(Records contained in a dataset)
▬▬▬
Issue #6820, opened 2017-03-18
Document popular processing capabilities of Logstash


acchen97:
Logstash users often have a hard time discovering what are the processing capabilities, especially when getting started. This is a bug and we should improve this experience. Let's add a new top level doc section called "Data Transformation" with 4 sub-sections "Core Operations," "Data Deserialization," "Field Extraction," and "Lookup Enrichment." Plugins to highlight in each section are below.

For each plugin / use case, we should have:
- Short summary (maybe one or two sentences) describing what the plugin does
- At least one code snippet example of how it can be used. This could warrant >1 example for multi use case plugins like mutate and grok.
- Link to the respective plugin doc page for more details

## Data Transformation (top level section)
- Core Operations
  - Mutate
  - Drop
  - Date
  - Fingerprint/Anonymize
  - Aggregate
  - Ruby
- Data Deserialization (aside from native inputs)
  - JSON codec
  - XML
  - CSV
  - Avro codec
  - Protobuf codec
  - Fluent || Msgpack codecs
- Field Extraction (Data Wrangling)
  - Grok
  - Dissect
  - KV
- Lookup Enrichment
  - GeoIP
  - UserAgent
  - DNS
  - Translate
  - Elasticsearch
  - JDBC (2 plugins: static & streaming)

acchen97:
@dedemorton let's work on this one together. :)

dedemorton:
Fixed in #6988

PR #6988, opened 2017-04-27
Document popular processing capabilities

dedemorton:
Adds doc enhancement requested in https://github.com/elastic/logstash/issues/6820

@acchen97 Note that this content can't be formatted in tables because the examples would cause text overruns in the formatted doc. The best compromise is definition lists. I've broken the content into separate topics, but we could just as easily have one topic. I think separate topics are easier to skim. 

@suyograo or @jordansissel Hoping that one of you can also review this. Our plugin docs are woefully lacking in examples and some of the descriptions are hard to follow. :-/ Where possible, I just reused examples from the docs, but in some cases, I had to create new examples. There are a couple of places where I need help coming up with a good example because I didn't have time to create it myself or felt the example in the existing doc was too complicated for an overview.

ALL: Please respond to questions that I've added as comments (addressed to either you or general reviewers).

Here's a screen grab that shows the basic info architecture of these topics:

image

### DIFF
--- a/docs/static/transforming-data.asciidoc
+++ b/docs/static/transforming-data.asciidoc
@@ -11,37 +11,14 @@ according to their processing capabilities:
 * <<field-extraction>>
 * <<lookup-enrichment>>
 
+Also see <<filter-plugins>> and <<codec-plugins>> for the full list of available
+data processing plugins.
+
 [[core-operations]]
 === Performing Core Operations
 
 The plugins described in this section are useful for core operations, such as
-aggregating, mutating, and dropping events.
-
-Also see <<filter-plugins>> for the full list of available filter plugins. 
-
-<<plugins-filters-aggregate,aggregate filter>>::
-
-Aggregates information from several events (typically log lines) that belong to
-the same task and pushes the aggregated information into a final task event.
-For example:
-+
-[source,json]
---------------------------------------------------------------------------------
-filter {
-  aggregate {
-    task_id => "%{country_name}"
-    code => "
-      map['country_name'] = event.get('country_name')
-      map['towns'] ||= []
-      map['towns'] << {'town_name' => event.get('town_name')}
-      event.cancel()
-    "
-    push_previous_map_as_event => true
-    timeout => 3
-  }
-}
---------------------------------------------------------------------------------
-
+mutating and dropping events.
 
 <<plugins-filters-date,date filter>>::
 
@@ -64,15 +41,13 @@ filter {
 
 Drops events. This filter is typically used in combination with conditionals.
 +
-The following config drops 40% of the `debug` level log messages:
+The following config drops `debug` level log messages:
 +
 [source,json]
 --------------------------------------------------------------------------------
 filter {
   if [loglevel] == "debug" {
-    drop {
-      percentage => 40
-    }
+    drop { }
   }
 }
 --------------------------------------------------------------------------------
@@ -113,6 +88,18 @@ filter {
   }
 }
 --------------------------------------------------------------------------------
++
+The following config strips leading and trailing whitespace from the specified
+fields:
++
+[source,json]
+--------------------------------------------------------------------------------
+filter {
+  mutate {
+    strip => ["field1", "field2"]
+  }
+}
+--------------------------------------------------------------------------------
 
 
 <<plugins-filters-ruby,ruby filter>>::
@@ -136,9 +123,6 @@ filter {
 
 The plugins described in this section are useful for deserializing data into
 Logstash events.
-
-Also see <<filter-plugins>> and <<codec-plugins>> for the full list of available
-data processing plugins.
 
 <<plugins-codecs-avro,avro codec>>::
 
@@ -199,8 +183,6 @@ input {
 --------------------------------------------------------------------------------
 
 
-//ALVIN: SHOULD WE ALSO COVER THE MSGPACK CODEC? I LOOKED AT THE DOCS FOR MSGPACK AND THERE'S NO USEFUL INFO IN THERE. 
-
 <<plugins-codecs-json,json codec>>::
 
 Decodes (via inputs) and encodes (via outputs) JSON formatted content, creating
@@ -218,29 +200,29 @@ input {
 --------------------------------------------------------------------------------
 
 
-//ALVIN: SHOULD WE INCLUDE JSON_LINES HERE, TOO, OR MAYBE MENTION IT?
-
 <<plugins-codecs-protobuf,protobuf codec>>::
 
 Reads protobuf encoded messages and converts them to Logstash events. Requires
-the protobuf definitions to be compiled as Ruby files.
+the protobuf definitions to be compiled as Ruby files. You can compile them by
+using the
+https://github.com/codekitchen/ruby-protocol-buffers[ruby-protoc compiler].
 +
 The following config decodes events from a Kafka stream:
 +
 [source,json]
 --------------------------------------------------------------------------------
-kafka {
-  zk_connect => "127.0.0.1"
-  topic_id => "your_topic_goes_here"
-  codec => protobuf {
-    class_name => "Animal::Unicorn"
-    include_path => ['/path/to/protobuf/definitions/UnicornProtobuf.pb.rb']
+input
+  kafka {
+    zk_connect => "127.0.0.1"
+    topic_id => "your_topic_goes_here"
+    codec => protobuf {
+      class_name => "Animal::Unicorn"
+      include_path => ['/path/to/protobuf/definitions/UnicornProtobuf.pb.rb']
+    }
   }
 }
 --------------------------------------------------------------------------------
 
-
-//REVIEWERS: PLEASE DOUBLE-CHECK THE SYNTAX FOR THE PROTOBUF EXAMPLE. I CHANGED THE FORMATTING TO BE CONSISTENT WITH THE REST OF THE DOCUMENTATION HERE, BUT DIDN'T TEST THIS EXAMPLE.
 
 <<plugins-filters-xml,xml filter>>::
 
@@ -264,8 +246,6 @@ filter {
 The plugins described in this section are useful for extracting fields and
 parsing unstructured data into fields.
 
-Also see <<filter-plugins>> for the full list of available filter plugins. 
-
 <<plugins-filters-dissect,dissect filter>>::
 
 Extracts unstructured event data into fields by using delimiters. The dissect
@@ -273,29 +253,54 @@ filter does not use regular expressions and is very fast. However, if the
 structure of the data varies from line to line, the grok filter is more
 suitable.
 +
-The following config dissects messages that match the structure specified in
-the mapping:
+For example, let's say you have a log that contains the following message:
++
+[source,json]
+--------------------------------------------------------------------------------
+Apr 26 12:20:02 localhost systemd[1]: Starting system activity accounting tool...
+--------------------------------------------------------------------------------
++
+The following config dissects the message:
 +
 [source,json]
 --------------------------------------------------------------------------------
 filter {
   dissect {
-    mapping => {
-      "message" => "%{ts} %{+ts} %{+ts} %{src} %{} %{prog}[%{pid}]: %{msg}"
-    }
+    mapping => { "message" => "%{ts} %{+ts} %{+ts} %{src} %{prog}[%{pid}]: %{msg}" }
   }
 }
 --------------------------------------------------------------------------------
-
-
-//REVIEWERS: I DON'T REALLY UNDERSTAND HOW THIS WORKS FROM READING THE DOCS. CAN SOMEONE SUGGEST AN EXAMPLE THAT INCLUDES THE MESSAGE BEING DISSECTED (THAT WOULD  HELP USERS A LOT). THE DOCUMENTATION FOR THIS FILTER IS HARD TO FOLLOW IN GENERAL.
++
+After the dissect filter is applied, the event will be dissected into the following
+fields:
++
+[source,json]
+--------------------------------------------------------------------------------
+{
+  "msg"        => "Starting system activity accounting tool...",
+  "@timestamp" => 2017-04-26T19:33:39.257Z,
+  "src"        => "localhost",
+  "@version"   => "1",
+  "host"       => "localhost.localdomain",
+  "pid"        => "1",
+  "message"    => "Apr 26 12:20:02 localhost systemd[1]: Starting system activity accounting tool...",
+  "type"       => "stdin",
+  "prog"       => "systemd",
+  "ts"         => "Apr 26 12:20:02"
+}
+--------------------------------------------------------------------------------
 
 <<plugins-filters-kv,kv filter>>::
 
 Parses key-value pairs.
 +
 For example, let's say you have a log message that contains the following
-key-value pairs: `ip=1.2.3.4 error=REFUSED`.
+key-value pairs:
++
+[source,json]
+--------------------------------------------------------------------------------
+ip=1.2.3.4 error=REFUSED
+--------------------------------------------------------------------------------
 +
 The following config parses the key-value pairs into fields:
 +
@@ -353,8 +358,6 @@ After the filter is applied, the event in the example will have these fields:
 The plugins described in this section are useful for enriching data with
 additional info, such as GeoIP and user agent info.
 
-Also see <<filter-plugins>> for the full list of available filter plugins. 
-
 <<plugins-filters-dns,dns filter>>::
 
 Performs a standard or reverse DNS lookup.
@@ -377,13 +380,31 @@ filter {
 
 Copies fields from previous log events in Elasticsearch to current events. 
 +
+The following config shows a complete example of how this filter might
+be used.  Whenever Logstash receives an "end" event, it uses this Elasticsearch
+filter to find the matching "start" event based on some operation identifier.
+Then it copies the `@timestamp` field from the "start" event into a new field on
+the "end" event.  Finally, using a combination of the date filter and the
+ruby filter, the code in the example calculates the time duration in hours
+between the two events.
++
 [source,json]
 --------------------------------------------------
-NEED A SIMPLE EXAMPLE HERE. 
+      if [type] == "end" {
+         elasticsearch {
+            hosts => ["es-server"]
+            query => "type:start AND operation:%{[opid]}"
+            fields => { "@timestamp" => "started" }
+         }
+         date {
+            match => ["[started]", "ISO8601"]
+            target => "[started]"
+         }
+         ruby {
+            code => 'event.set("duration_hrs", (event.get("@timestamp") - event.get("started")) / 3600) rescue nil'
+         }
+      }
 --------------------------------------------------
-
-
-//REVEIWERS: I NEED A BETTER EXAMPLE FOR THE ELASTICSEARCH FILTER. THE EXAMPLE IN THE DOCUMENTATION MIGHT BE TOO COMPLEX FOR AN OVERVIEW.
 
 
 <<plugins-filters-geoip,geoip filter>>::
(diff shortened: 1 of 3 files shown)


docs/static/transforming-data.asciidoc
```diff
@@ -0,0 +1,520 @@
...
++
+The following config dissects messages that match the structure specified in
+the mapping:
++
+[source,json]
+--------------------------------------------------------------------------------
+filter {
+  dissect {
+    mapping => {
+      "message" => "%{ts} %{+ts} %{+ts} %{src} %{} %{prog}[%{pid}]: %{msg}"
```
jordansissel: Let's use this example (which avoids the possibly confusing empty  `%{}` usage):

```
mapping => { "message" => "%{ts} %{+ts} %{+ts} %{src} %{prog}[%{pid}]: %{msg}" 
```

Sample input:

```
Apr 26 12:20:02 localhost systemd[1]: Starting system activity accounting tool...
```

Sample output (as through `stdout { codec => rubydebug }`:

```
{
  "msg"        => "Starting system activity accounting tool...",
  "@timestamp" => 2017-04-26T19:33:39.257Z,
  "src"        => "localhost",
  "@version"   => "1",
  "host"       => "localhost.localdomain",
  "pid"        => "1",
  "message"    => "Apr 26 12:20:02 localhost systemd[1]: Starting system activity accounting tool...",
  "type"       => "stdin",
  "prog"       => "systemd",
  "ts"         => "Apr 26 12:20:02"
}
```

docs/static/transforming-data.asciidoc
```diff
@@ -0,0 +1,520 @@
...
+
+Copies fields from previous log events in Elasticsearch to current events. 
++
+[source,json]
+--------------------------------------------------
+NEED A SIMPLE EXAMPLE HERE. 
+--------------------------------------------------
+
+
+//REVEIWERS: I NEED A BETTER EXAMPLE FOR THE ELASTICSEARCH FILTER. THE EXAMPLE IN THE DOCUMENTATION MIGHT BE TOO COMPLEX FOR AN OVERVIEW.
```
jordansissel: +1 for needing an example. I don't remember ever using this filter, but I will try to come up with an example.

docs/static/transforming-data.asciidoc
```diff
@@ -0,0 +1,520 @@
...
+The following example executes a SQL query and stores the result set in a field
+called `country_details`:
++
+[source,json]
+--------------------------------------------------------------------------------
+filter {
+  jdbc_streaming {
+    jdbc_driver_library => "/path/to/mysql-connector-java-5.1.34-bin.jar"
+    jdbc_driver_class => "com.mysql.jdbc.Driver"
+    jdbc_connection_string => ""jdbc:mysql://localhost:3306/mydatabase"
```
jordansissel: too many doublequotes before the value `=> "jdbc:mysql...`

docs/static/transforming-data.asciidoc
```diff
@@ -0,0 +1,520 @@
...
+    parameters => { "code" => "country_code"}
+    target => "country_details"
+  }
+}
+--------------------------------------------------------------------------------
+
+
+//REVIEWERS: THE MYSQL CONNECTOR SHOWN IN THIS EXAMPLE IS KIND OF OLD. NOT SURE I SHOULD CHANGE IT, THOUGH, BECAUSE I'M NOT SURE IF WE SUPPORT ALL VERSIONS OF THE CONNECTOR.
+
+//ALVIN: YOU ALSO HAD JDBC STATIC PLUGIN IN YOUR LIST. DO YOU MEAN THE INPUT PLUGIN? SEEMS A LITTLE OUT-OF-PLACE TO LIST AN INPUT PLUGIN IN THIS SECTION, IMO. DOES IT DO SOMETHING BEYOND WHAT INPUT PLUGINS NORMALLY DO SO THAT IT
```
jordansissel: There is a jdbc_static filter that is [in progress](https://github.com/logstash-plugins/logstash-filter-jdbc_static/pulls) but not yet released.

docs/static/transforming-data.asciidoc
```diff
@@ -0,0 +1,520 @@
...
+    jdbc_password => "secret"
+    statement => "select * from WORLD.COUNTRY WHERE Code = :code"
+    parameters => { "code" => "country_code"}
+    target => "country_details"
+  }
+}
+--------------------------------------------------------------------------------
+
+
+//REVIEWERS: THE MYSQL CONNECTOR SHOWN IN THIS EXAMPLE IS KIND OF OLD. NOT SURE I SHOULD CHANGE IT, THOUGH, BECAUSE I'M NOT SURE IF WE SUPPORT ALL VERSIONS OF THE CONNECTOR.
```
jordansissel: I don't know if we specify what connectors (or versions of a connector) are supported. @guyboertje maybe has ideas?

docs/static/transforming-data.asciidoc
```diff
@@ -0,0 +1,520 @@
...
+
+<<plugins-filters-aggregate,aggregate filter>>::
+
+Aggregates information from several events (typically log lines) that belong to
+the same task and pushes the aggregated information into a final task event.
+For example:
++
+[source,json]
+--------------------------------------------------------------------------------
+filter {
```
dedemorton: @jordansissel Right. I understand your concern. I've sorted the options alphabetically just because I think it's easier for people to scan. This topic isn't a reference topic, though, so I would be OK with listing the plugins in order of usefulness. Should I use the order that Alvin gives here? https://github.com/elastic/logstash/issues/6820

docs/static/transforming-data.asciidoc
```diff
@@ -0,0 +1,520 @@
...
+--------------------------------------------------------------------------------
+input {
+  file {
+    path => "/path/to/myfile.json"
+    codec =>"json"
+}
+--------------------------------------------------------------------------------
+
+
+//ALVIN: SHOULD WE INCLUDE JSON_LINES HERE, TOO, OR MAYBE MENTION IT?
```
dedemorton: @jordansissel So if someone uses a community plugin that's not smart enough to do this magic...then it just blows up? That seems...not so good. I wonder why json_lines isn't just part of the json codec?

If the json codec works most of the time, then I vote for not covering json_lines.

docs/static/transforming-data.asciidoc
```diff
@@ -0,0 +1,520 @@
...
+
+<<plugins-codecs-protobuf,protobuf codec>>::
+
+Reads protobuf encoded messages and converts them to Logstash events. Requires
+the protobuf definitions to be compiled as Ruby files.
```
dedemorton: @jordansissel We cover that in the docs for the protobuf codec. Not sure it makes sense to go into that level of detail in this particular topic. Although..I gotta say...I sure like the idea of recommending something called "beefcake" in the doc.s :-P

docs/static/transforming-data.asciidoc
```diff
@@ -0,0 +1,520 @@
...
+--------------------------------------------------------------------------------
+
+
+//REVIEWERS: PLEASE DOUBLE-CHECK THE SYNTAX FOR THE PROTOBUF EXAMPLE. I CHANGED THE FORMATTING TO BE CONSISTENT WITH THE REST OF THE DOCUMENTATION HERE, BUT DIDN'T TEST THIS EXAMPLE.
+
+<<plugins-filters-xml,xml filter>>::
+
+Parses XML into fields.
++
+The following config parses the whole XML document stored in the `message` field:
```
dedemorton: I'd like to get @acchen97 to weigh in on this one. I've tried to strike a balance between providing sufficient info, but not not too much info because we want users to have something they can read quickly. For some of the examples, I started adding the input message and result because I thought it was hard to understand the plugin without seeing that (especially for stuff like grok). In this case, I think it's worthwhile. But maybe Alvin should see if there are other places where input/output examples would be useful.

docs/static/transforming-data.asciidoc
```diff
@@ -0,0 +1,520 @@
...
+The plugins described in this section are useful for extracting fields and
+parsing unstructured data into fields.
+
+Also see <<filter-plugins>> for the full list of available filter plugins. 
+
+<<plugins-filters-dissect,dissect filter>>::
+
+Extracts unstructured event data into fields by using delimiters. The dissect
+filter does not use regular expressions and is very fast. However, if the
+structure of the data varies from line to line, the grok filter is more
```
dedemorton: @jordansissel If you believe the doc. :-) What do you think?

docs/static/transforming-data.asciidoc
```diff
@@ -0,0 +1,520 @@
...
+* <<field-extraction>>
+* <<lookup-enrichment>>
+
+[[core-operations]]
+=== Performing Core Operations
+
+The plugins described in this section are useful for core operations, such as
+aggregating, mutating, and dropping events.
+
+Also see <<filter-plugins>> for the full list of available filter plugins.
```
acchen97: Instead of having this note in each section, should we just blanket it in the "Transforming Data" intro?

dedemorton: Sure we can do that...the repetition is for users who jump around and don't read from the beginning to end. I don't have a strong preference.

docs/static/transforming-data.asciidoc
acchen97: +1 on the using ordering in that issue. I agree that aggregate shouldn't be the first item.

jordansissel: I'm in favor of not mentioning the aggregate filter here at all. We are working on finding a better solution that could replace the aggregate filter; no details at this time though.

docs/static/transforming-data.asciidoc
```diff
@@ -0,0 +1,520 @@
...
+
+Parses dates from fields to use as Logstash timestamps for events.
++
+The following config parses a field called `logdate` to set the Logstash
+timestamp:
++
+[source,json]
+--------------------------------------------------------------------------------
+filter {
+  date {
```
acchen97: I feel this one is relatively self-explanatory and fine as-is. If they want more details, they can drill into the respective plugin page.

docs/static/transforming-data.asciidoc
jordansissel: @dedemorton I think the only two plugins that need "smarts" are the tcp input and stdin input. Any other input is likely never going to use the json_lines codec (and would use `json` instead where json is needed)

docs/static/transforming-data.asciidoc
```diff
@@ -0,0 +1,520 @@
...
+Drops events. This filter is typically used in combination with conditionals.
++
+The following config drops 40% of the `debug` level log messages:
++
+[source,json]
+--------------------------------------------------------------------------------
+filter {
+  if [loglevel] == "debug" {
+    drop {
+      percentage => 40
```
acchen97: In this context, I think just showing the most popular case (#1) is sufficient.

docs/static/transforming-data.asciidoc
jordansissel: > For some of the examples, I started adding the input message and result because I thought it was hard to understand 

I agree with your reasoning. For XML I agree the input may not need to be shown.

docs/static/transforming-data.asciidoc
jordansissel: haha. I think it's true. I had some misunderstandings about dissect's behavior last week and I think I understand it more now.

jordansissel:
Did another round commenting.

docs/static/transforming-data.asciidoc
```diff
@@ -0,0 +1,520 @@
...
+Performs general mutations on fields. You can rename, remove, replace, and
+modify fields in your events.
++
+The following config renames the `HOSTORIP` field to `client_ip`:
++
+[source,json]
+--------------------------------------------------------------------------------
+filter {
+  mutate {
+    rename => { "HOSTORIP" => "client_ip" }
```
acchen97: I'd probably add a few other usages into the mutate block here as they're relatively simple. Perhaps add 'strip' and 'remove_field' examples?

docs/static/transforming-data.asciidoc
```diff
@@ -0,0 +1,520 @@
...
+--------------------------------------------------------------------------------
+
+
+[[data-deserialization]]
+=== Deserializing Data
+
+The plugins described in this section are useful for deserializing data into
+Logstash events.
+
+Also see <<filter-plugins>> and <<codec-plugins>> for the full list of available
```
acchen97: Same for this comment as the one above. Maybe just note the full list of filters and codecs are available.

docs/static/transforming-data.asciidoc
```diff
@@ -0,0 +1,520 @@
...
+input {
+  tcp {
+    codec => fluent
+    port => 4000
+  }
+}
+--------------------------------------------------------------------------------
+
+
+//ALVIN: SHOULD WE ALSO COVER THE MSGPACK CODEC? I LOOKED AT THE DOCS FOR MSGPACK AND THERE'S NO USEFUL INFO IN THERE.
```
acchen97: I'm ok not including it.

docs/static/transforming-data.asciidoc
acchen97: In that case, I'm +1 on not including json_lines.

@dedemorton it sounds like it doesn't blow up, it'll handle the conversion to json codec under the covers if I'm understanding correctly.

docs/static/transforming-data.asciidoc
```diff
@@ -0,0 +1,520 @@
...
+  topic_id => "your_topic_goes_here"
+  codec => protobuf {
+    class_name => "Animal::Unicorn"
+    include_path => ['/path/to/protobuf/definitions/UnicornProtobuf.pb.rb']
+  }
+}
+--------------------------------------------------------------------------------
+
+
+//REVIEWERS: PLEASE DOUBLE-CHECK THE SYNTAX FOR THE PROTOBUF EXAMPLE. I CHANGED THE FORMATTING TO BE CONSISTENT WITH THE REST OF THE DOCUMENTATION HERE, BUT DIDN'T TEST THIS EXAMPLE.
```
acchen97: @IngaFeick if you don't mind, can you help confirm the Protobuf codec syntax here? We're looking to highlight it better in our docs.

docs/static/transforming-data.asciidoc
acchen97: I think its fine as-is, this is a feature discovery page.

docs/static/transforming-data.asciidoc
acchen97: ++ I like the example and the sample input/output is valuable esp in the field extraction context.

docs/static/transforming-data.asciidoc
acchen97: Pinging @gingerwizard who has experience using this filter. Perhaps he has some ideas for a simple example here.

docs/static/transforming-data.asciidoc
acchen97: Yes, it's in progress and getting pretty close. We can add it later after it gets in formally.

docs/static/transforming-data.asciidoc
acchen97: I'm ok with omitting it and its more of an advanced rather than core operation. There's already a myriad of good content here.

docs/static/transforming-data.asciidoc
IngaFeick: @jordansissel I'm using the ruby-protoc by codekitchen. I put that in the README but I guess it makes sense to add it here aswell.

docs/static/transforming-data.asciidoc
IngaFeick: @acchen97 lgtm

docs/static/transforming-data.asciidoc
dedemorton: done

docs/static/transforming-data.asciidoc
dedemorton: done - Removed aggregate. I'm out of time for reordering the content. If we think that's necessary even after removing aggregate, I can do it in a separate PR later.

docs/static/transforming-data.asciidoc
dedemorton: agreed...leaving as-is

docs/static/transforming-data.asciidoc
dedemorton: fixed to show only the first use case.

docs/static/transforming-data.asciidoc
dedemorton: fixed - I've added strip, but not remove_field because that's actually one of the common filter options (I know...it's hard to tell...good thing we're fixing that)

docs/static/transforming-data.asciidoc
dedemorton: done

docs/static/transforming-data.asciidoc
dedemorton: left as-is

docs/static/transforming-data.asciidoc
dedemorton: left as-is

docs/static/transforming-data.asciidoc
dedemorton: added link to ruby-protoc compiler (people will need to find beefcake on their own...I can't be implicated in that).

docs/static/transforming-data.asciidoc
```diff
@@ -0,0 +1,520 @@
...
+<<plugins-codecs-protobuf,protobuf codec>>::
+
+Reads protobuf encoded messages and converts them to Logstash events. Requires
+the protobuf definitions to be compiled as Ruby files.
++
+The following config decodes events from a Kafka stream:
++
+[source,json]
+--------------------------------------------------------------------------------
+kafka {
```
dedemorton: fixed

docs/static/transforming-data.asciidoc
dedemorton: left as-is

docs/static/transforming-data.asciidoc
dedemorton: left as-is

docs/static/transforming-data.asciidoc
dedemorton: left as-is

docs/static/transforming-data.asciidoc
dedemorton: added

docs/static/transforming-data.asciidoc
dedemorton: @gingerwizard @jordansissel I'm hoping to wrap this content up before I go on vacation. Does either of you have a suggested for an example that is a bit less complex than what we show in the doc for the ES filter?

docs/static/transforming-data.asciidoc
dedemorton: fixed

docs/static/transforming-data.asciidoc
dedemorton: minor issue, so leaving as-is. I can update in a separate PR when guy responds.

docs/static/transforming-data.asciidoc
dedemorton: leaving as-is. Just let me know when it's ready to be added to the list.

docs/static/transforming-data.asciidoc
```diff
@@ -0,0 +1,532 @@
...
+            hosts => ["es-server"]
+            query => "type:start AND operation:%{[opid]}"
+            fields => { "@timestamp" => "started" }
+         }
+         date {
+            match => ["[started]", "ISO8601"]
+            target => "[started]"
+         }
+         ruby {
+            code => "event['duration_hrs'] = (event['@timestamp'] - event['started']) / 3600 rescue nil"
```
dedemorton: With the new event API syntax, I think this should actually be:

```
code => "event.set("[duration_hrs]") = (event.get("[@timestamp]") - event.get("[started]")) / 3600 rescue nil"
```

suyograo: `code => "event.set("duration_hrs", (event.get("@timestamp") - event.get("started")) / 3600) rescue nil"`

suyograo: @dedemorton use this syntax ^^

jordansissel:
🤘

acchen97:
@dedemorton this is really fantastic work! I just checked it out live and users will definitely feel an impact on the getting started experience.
▬▬▬
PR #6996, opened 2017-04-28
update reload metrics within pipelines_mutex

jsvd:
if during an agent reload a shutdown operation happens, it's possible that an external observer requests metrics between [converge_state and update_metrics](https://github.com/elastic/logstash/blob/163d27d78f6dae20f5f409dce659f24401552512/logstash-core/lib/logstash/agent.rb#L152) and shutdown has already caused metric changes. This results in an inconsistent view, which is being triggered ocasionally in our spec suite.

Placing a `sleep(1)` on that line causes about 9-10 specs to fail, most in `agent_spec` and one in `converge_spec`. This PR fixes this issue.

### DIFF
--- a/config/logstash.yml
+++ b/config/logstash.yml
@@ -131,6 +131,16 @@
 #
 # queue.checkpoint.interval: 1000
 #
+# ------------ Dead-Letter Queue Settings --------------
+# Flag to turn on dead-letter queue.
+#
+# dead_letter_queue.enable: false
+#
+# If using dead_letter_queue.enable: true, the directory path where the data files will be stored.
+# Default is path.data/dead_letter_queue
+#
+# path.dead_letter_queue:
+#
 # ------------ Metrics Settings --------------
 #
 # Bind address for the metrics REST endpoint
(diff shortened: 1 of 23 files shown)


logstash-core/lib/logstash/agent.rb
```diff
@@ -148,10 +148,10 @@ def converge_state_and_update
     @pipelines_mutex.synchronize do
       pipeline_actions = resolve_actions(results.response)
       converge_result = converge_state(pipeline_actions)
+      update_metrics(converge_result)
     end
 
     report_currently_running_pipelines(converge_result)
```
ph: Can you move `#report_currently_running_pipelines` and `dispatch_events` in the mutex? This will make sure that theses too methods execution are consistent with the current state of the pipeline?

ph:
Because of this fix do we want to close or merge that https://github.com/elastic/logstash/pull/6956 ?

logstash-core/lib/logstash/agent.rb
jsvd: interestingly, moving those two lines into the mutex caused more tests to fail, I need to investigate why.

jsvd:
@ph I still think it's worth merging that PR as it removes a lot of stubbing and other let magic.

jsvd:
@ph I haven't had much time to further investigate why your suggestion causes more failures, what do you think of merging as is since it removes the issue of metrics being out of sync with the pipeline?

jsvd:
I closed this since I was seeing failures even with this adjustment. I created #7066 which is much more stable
▬▬▬
Return every line above in which the string "investigate" occurs.

jsvd: interestingly, moving those two lines into the mutex caused more tests to fail, I need to investigate why.
@ph I haven't had much time to further investigate why your suggestion causes more failures, what do you think of merging as is since it removes the issue of metrics being out of sync with the pipeline?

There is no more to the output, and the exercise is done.